Colón de Santa Fe (34) fue un equipo que desde el comienzo del campeonato estuvo en los puestos de vanguardia, pero sufrió una declinación anímica luego que Vélez le remontara un 2-0 como local que se transformó en 2-4. Ese quizás haya sido el punto de inflexión para ambos equipos. Vélez se convirtió en candidato y Colón fue un espectador de la lucha entre los punteros.
El factor mediante el cual Racing (30) terminó en la 5ta. Posición se llama Ricardo Carusso Lombardi. El mediático DT fue el principal responsable de salvar a la academia del descenso tras una meritoria campaña en la que obtuvo sus 30 puntos sobre 42 posibles.
Los 2 equipos platenses orillaron los 30 puntos, pero sus realidades están bien diferenciadas, mientras Estudiantes (29) con la conducción técnica de Alejandro Sabella consiguió enderezar el rumbo en el torneo y clasificarse para disputar la final de la Copa Libertadores ante Cruzeiro, Gimnasia y Esgrima (28) coronó una aceptable campaña que le permitió zafar del descenso, pero deberá disputar los partidos por la promoción para permanecer en la máxima categoría ante Atlético Rafaela.
River (27) transitó durante el torneo prometiendo arribar más lejos de lo que realmente llegó, pero siempre le faltó carácter para superar esos partidos que le permitían acomodarse arriba. Defeccionó el mediático “ogro” Fabbiani, y muchos de las campeones del 2008 estuvieron por debajo se su nivel futbolístico a excepción del colombiano Radamel Falcao García. Capítulo parte merecen los 3 arqueros utilizados durante el torneo, ninguno brindó seguridad en el arco millonario.
Godoy Cruz de Mendoza (26) se convirtió en una agradable sorpresa con su propuesta futbolística ofensiva tanto de local como visitante y no debió haber sufrido tanto para permanecer en primera.
Rosario Central (25) dilapidó muchos puntos al inicio del torneo, que de acuerdo a su posterior rendimiento hubieran evitado que tenga que disputar la promoción para permanece en primera división ante Belgrano de Córdoba.
San Lorenzo (24) tuvo un campeonato de transición marcado por su fracaso en la Copa Libertadores, y a pesar de contar con un muy buen plantel nunca apareció el equipo que había llegado al triangular final en el torneo anterior,la llegada de Diego Simeone promete aires de cambio en los azulgranas.
Boca Juniors (22) acusó el impacto físico del torneo anterior y el bajo rendimiento de su conductor Riquelme y se vió sorprendido al quedar eliminado en octavos de final de la Copa Libertadores. Ese fracasio y la baja performance durante el torneo motivaron e despido del técnico Carlos Ischia. Alfio Basile tomará nuevamente las riendas del equipo a partir del próximo apertura con la promesa de recuperar los laureles.
Independiente (21) cumplió durante el pasado torneo una paupérrima actuación sufirndo varias goleadas y sin encontrar nunca el rumbo futbolístico. Ni siquiera la llegada de Américo Rubén Gallego a la dirección técnica pudo cambiar la historia.

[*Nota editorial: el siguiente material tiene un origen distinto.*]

PR #8890, opened 2026-05-28
fix(dora): count failed deployments, not incidents, in Change Failure Rate

spiffaz:
## What does this PR do?

The Change Failure Rate dashboard (`grafana/dashboards/DORADetails-ChangeFailureRate.json`) computes the rate as `sum(has_incident) / count(deployment_id)`, where `has_incident` is `count(distinct i.id)` per deployment, i.e. the number of incidents a deployment caused.

When one deployment causes more than one incident, it is counted multiple times in the numerator, so the rate exceeds the DORA definition of Change Failure Rate (the share of deployments that caused a failure, not the number of incidents).

This makes `has_incident` a 0/1 flag (`CASE WHEN count(distinct i.id) > 0 THEN 1 ELSE 0 END`) so each failed deployment counts once, and relabels the companion stat panel field from "incident count" to "failed deployment count" so the displayed counts stay consistent with the rate.

## Validation

Against a production dataset, a 30-day window had 6 incidents spread across 4 distinct deployments out of 23 total:
- Before: 6 / 23 = 26.1%
- After: 4 / 23 = 17.4%

Only the SQL in the two CFR panels changed; no datasource, layout, or variable changes.


klesh:
@Startrekzky Please take a look when you find time, thx.

Startrekzky (approved):
LGTM. Should be counting the number of failed deployments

Se avecina una gran “limpieza” de jugadores que el técnico considera prescindibles y hoy solamente Daniel Montenegro puede considerarse intocable.

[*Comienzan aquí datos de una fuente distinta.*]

PR #8892, opened 2026-05-29
Allow Rootly plugin to collect incidents without service identifiers assigned

### LINKED ISSUE #8891: [Bug][Rootly] Incidents without service tags are silently dropped during collection
### Search before asking

### What happened

Description:

The Rootly plugin collects incidents by filtering per-service using filter[service_ids]. However, in practice many (or all) Rootly incidents are created without service associations. This causes three compounding issues that silently discard valid incidents:

Bug 1 — Collector always sends service filter
buildIncidentsQuery always appends filter[service_ids]=<serviceId> to every API request. The Rootly API returns 0 results for incidents with no service tag, so untagged incidents are never stored in the raw table.

Bug 2 — ValidateTaskOptions rejects empty ServiceId
There is no way to trigger a global (unfiltered) collection because an empty serviceId returns a validation error: "not enough info for Rootly execution".

Bug 3 — Extractor service-membership guard drops incidents when ServiceId is empty
In extractRootlyIncident, there is a safety check that filters out any incident whose service list doesn't contain the current ServiceId. When ServiceId == "", containsServiceId always returns false, so any incident that does have service relationships attached gets dropped as a false positive.

Impact:
 - Any incident not tagged with a specific service is permanently lost — never reaches the tool layer or domain layer

Allow ServiceId to be empty (opt-in global collection)
Skip filter[service_ids] in buildIncidentsQuery when ServiceId is empty
Skip the extractor service-membership guard when collecting globally

### How to reproduce

 1. Create a Rootly incident without associating it to any service
 2. Run the Rootly collector for any service scope
 3. The incident does not appear in _tool_rootly_incidents or the incidents domain table

### Anything else

_No response_

### Version

v1.0.3-beta12

### Code of Conduct

brianfeucht:
### ⚠️ Pre Checklist

- [X] I have read through the [Contributing Documentation](https://devlake.apache.org/community/).
- [X] I have added relevant tests.
- [X] I have added relevant documentation.
- [X] I will add labels to the PR, such as `pr-type/bug-fix`, `pr-type/feature-development`, etc.

### Summary
What does this PR do?
Allows the Rootly plugin to collect incidents missing service identifiers

Closes [8891](https://github.com/apache/incubator-devlake/issues/8891)

### DIFF
--- a/backend/plugins/rootly/tasks/incidents_collector.go
+++ b/backend/plugins/rootly/tasks/incidents_collector.go
@@ -126,7 +126,9 @@ func CollectIncidents(taskCtx plugin.SubTaskContext) errors.Error {
 // `filter[service_ids]`) is caught by a unit test.
 func buildIncidentsQuery(serviceId string, pageSize, pageNumber int, createdAfter *time.Time) url.Values {
 	query := url.Values{}
-	query.Set("filter[service_ids]", serviceId)
+	if serviceId != "" {
+		query.Set("filter[service_ids]", serviceId)
+	}
 	query.Set("page[size]", fmt.Sprintf("%d", pageSize))
 	// Rootly's JSON:API pagination is 1-based.
 	query.Set("page[number]", fmt.Sprintf("%d", pageNumber))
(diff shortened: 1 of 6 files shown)


klesh (approved):
LGTM.
Thanks for your contribution.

Gimnasia de Jujuy (17) y San Martín de Tucumán (20) descendieron al Nacional “B” tras no poder superar los promedios De Gimnasia y Esgrima (La Plata) y Rosario Central.

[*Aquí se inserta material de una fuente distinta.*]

PR #339, opened 2025-05-07
Update mvx-esdt-safe and sovereign config through sovereign-forge

andreiblt1304:


alyn509 (approved):

sovereign-forge/tests/sovereign_forge_unit_tests.rs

Este ha sido pues el resumen integral de un torneo apasionante como pocos en el cual cabe destacar como figuras además de los antes mencionados a Otamendi y Zapata de Vélez, el interminable Verón y el arquero Andújar en Estudiantes, el goleador Fuertes de Colón.
Esperemos que el próximo torneo apertura que comienza en Agosto tanpoco nos defraude.